Awesome Lists containing this project

README

        

### Conversion from dependency structures to constituency structures

#### Words

First off, the algorithm uses trees of words and part-of-speech
tags. Part-of-speech tags are simple `String`s. Words are records with
three fields: a text[^1], a part of speech tag and a serial (a 1-index
into the sentence).

> data Word =
> Word { text :: String
> , pos :: String
> , serial :: Integer
> }

Words are parsed as follows:

Word := QuotedString '/' QuotedString '/' Integer

So, for instance, they are represented as:

"dog"/"NN"/2

#### Dependency Trees

Dependency trees---our input format---are represented as nodes with a
governor and a list of dependants. A leaf is represented by a `Node`
with no dependants.

> data Tree =
> Node { governor :: Word
> , dependants :: [Tree]
> }

Dependency trees are parsed as follows:

Node := Word | '(' Word Node* ')'

So the above word is still a valid tree, but so is the following:

("ROOT"/"ROOT"/0
("likes"/"VBZ"/4
("dog"/"NN"/2 "my"/"PRP"/1)
("also"/"RB"/3)
("eating"/"VBG"/5 "sausage"/"NN"/6)
)
)

Which represents the following tree:

```tree
["ROOT" ["likes" ["dog" "my"] "also" ["eating" "sausage"]]]
```

#### Constituency Trees

The main difference between constituency trees---our output
format---and dependency trees is that dependency trees store words at
every node, whereas in constituency trees only store words in the
leaves, and the nodes are marked with part-of-speech tags.

```haskell
data Tree
= Leaf Word
| Node POS [Tree]
```

The printing algorithm for constituency trees is very similar to the
one for parsing dependency trees, so the following is a valid
constituency tree (produced by our conversion algorithm).

("ROOT"
("VP"
("NP"
("PRP" "my"/"PRP"/1)
("NN" "dog"/"NN"/2)
)
("RB" "also"/"RB"/3)
("VBZ" "likes"/"VBZ"/4)
("VP"
("VBG" "eating"/"VBG"/5)
("NN" "sausage"/"NN"/6)
)
)
)

This string represents the following tree:

```tree
["ROOT" ["VP" ["NP" ["PRP" "my"] ["NN" "dog"] ] ["RB" "also"] ["VBZ" "likes"] ["VP" ["VBG" "eating"] ["NN" "sausage"] ] ] ]
```

#### Conversion à la Collins

For the conversion algorithm we use the simple algorithm as proposed
by Collins et al., which tries to produce the simplest possible
constituency trees from dependency trees. The algorithm is as follows:

- if we encounter a node *without* dependencies, we simply convert it
into a node bearing the part-of-speech tag and a leaf bearing the
governor;

- if we encounter a node *with* dependencies, we do several things:

* we compute x, the part-of-speech tag of the governor;
* we compute xp, the phrasal projection of x (using `toXP`);
* we recursively apply the algorithm to the dependencies;
* we create a new node for x, using the current governor, and
insert it into the dependencies;
* lastly, we combine all of the above in a new node for xp.

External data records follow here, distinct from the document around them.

PR #862, opened 2016-03-16
Show alert for unverified User

### LINKED ISSUE #709: Add "you need to confirm your email" informational message with "resend" functionality

sijad:
Things that I wasn't sure about:
* adding js codes to `js/forum/src/initializers/boot.js` isn't a good practice IMO, it should be changed, but I was sure where should I add those codes
* I'm not sure using `resend-confirmation` as API path, also using `GET` method
* in controller I used `actor` as `user`, like `Read all notifications as read` controller
* I've reused some codes of [EmailConfirmationMailer.php](https://github.com/flarum/core/blob/master/src/Core/Listener/EmailConfirmationMailer.php) to resend  the email, I think a separated class for this is appropriate but I wasn't sure where should I add this class

also https://github.com/flarum/flarum-ext-english/pull/68 need to be merged

fixes #709

### DIFF
--- a/js/forum/src/initializers/alertEmailConfirmation.js
+++ b/js/forum/src/initializers/alertEmailConfirmation.js
@@ -1,0 +1,36 @@
+import Alert from 'flarum/components/Alert';
+import Button from 'flarum/components/Button';
+
+/**
+ * The `alertEmailConfirmation` initializer shows an Alert if loggend in
+ * user's email is not confirmed
+ *
+ * @param {ForumApp} app
+ */
+export default function alertEmailConfirmation(app) {
+  const user = app.session.user;
+
+  if (!user || user.isActivated()) return;
+
+  let alert;
+
+  const resendButton = Button.component({
+    className: 'Button Button--link',
+    children: app.translator.trans('core.forum.user_confirmation.resend_button'),
+    onclick: () => {
+      app.request({
+        method: 'POST',
+        url: app.forum.attribute('apiUrl') + '/users/' + user.id() + '/send-confirmation',
+      }).then(() => app.alerts.dismiss(alert));
+    }
+  });
+
+  app.alerts.show(
+    alert = new Alert({
+      type: 'error',
+      dismissible: false,
+      children: app.translator.trans('core.forum.user_confirmation.alert_message'),
+      controls: [resendButton]
+    })
+  );
+}
--- a/src/Api/ApiServiceProvider.php
+++ b/src/Api/ApiServiceProvider.php
@@ -179,6 +179,13 @@ class ApiServiceProvider extends AbstractServiceProvider
             $toController('Flarum\Api\Controller\DeleteAvatarController')
         );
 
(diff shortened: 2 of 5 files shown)


tobscure:
Awesome, will review tomorrow :)

src/Api/ApiServiceProvider.php
```diff
@@ -124,6 +124,13 @@ protected function populateRoutes(RouteCollection $routes)
             $toController('Flarum\Api\Controller\ForgotPasswordController')
         );
 
+        // Resend confirmation email
+        $routes->get(
```
franzliedke: If this causes a mail to be sent, this should not be a `GET` action...

sijad: `POST` then?

franzliedke: Yep.

tobscure:
Sorry for the delay, and thanks very much for the PR! I think we should make the following changes:

* Change the endpoint to POST /api/users/[id]/send-confirmation, make it send the confirmation to the user with that ID only if they are the current actor, otherwise throw a PermissionDeniedException... And only if their account is not already activated, otherwise throw a 403 error. 

* Move the alert code out of boot.js and into a new initializer function, called "alertEmailConfirmation" or something. (Feel free to think of a better name!)

I'm happy to refactor the mailer code once this has been merged :)

sijad:
@tobscure I'm sorry for delay, is it better now?

dcsjapan:
@tobscure Should the message box have a cancel button so it can be canceled without resending?

tobscure:
@dcsjapan All alerts automatically have an 'x' button to dismiss them :)

js/forum/src/initializers/alertEmailConfirmation.js
```diff
@@ -0,0 +1,36 @@
...
+        method: 'POST',
+        url: app.forum.attribute('apiUrl') + '/users/' + user.id() + '/send-confirmation',
+      }).then(() => app.alerts.dismiss(alert));
+    }
+  });
+
+  app.alerts.show(
+    alert = new Alert({
+      type: 'error',
+      dismissible: false,
```
sijad: @tobscure it's not `dismissible` so `x` button is not available, as it appears in every pages I thought it's better that way, let me know if you think revert this

tobscure: Ah OK. I'm about to merge this in so I'll have a play :) Thanks!

dcsjapan:
> All alerts automatically have an 'x' button to dismiss them :)

Okay, I suspected that might be the case. Just checking! :smile:

tobscure:
@sijad I just committed some tweaks – haven't been able to test fully though because emails aren't sending properly on my local server. Would you mind doing me a big favour and quickly checking that my changes are working OK? :)

sijad:
@tobscure what grate changes :+1: and yes they works very well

Here is the algorithm written out in Haskell:

```haskell
collins :: Dep.Tree -> Con.Tree
collins (Dep.Node gov []) = Con.Node (pos gov) [Con.Leaf gov]
collins (Dep.Node gov deps) = Con.Node xp (insert gov' deps')
where
x = pos gov :: POS
xp = toXP x :: POS
gov' = Con.Node x [Con.Leaf gov] :: Con.Tree
deps' = map collins deps :: [Con.Tree]
-- ^ apply `collins` to each dependency
```

### References

Michael Collins, Jan Hajic, Lance Ramshaw, and Christoph
Tillmann. [A Statistical Parser for Czech][^Collins1999]. Proceedings
of ACL-1999, pages 505-512, 1999.

Dan Klein and Christopher D. Manning. 2003. [Accurate Unlexicalized
Parsing][^Klein2003]. Proceedings of the 41st Meeting of the
Association for Computational Linguistics, pp. 423-430.

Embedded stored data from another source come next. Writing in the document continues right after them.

PR #922, opened 2016-04-09
Update Extension generator

### LINKED ISSUE #915: extension skeleton, generator overhaul
Related to:
https://discuss.flarum.org/d/2435-now-in-beta-5-how-to-build-extension

The code:
https://github.com/flarum/core/blob/master/src/Console/Command/GenerateExtensionCommand.php#L54
- Supresses any errors when mkdir fails, thus failing all over without any indication what went wrong. Mkdir returns a boolean based on the state of running it, also it might be wise to simply use the file adapter anyway?
- The command uses the depreciated extensions directory. Even if you want to create development packages there, it might cause too much confusion.
- Wouldn't it be better if the command used studio instead?

sijad:
It's probably buggy and need to be tested
fixes #915


sijad:
now `'cache:clear'` command also fire after extension generated

franzliedke:
Kewl. I like where this is going. :+1: 

And it's a cool idea to support *both* command line options and asking the user for options.

The biggest remaining problems is the desired behavior, though:
- Obviously, with the `extensions` directory dropped, we have no good place to store generated extensions. Developing in the `vendor` dir is meh.
- You went with a `workbench` directory. Is that what we want?
- Should we use my Studio package instead of dealing with path repositories?
- In combination with that, what about a skeleton extension package on GitHub instead? (I aim to build custom skeletons into Studio anyway.)

sijad:
@franzliedke such nice ideas

I really like downloading skeleton from github

I get `workbench` folder idea of @Luceos's [post](https://discuss.flarum.org/d/1608-extension-development-using-composer-repositories-path), I wasn't sure either
I think your `Studio package` is a way better idea, I'll look into that

src/Console/Command/GenerateExtensionCommand.php
```diff
@@ -10,116 +10,367 @@
...
+     * @param string $src
+     * @param string $dst
+     * @param array $replacements
+     * @return void
+     */
     protected function recursiveCopy($src, $dst, $replacements = [])
     {
         $dir = opendir($src);
-        @mkdir($dst);
+        @mkdir($dst, 0775, true);
```
Luceos: See my comment on #915 ; using `@` suppresses any error messages when creating a directory. The code should however check for its return code (true or false) whether it was succesful.

Luceos:
Amazing PR @sijad love your contribution!

franzliedke:
Hey @sijad, thanks again, I promise I will take care of this soon!

sijad:
no worries, should I close this?

franzliedke:
No, leave it open, it's a good reminder. :)

tobscure:
> what about a skeleton extension package on GitHub instead

Problem with that is there are lots of places in extensions where the extension `vendor/package` or namespace needs to be specified:

* composer.json
* gulpfile.js x2
* main.js x2
* all php files

So it would be a pain to have to do that all manually once you clone the skeleton, which is where a "generator" comes in handy.

sijad:
@tobscure I guess a git repo is easier to deal with, also we can have more options using a [yeoman](http://yeoman.io/) generator.

sijad:
@tobscure this PR need lots of improvements, if you let me know your suggestions how can I make this better, I'd really appreciate it.

src/Console/Command/GenerateExtensionCommand.php
```diff
@@ -10,116 +10,367 @@
...
+        if (! isset($composer['repositories'])) {
+            $composer['repositories'] = [
+                [
+                    'type' => 'path',
+                    'url' => 'workbench\/*\/',
+                ],
+            ];
+        }
+
+        $composer['require'][$packageName] = 'dev-master';
```
dav-is: Shouldn't this be set to `*@dev`?

src/Console/Command/GenerateExtensionCommand.php
```diff
@@ -10,116 +10,367 @@
...
+
+        file_put_contents($composerPath, json_encode($composer, JSON_PRETTY_PRINT | JSON_UNESCAPED_SLASHES));
+
+        passthru('cd '.escapeshellarg(public_path()).'; composer update');
```
dav-is: This should be more specific? Don't want to update all their packages if they don't want to.

`passthru('cd '.escapeshellarg(public_path()).'; composer update '.$packageName);`

src/Console/Command/GenerateExtensionCommand.php
```diff
@@ -10,116 +10,367 @@
...
+            'License',
+            function ($input) {
+                return true;
+            }
+        );
+
+        $package = $vendor.'-'.$name;
 
-        $description = $this->ask('Description:');
+        $dir = public_path().'/workbench/'.$package;
```
dav-is: Shouldn't this be `$dir = base_path('workbench/'.$package);` ?

src/Console/Command/GenerateExtensionCommand.php
```diff
@@ -10,116 +10,367 @@
...
 
-        $authorName = $this->ask('Author name:');
+        if (is_dir($dir)) {
+            throw new Exception($dir.' folder already exists');
+        }
 
-        $authorEmail = $this->ask('Author email:');
+        $composerPath = public_path().'/composer.json';
```
dav-is: `$composerPath = base_path('composer.json');` ?

dav-is:
I think it might have gone unnoticed, but Flarum supports a public directory. That means the script would get a 404 if someone was using the public directory because the composer.json wouldn't be accessible to the public. Also, is there a reason you weren't passing the rest of the directory as a parameter? @sijad

Luceos:
@sijad I'll close this for now. We can always come back to it if the need arises..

Richard Socher, John Bauer, Christopher D. Manning and Andrew
Y. Ng. 2013. [Parsing With Compositional Vector Grammars][^Socher2013].
Proceedings of ACL 2013

Fei Xia and Martha Palmer, 2001. [Converting Dependency Structures to
Phrase Structures][^Xia2001], Proceedings of the 1st Human Language
Technology Conference (HLT-2001), San Diego, Mar 18-21, 2001.

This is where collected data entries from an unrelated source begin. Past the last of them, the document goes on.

Issue #251, opened 2015-08-27
Experiment with custom scrollbars on Windows


tobscure:
Mac OS and iOS hide scrollbars by default, which is good for Flarum's UI. But on Windows, we have things like this:

![](http://i.imgur.com/Fx37aq2.png)

I don't know much about styling custom scrollbars, but I think we should try and make them look a little nicer **if there's an easy CSS-only way.**

tobscure:
See https://github.com/flarum/core/pull/923#issuecomment-209473585

askvortsov1:
@davwheat don't remember off the top which issue we discussed this on, but turns out it's a milestone item, yay!

SychO9:
is this the one #2531 ?

askvortsov1:
Ah yes! Thank you!

PR #923, opened 2016-04-10
Nice CSS scrollbars - Issue #251

mattsterr:
A starting point for issue flarum/issue-archive#423 

I'm not sure about that horizontal scrollbar from a ux point of view, looks as if it should sit just below the list of tags (as opposed to at the top of the discussions). Adding a `height:10px` after line 10-ish will neaten it up, but wasn't sure what people thought should be done about it.  

Here's what I have:
image

### DIFF
--- a/less/lib/scaffolding.less
+++ b/less/lib/scaffolding.less
@@ -8,6 +8,7 @@
 
 ::-webkit-scrollbar {
   width: 7px;
+  height: 10px;
 }
 ::-webkit-scrollbar-track {
   -webkit-border-radius: 10px;
--- a/less/lib/scaffolding.less
+++ b/less/lib/scaffolding.less
@@ -6,6 +6,24 @@
   }
 }
 
+::-webkit-scrollbar {
+  width: 7px;
+}
+::-webkit-scrollbar-track {
+  -webkit-border-radius: 10px;
+  background: fade(#000, 10%);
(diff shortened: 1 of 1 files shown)


Kakifrucht:
I like it, using this in my forum now.

datitisev:
The horizontal scrolling bar might be too thick.
Anyhow, good job!
Does the color come from the forum primary color? If not, it should :/

mattsterr:
@datitisev Agreed, so if we all agree I'll update the code. It does use the primary colour.

Thanks guys! :)

franzliedke:
Thanks for the pull request! :)

We'll have to wait for feedback from @tobscure here. But I _think_ that flarum/issue-archive#423 wasn't about all scrollbars (e.g. the global one), but only about the one below the tags list on tablet widths, so that should be changed.

That said, I'd definitely like it a little thinner, too.

tarunmarkose:
While this does improve the scroll bar, I'm still not able to come to peace
with horizontal scroll on Flarum.

Can't we consider opening up a list or cloud of tags downwards when someone
hits "Tags" in this view? Like a drawer, it can go back up once a tag
selection is made.

tobscure:
Yeah, I think that's a good point @tarunmarkose. Going to update the original issue with that suggestion.

Thanks for the attempt @mattsterr!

[^Collins1999]: http://www.aclweb.org/anthology/P99-1065
[^Klein2003]: http://nlp.stanford.edu/~manning/papers/unlexicalized-parsing.pdf
[^Socher2013]: http://nlp.stanford.edu/pubs/SocherBauerManningNg_ACL2013.pdf
[^Xia2001]: http://www.aclweb.org/anthology-new/H/H01/H01-1014.pdf

[^1]: While we refer to this field as the "text", which is how it
would be used whilst using `dep2con` standalone, when we
integrate it with `SemAnTE` we will use it to store ids.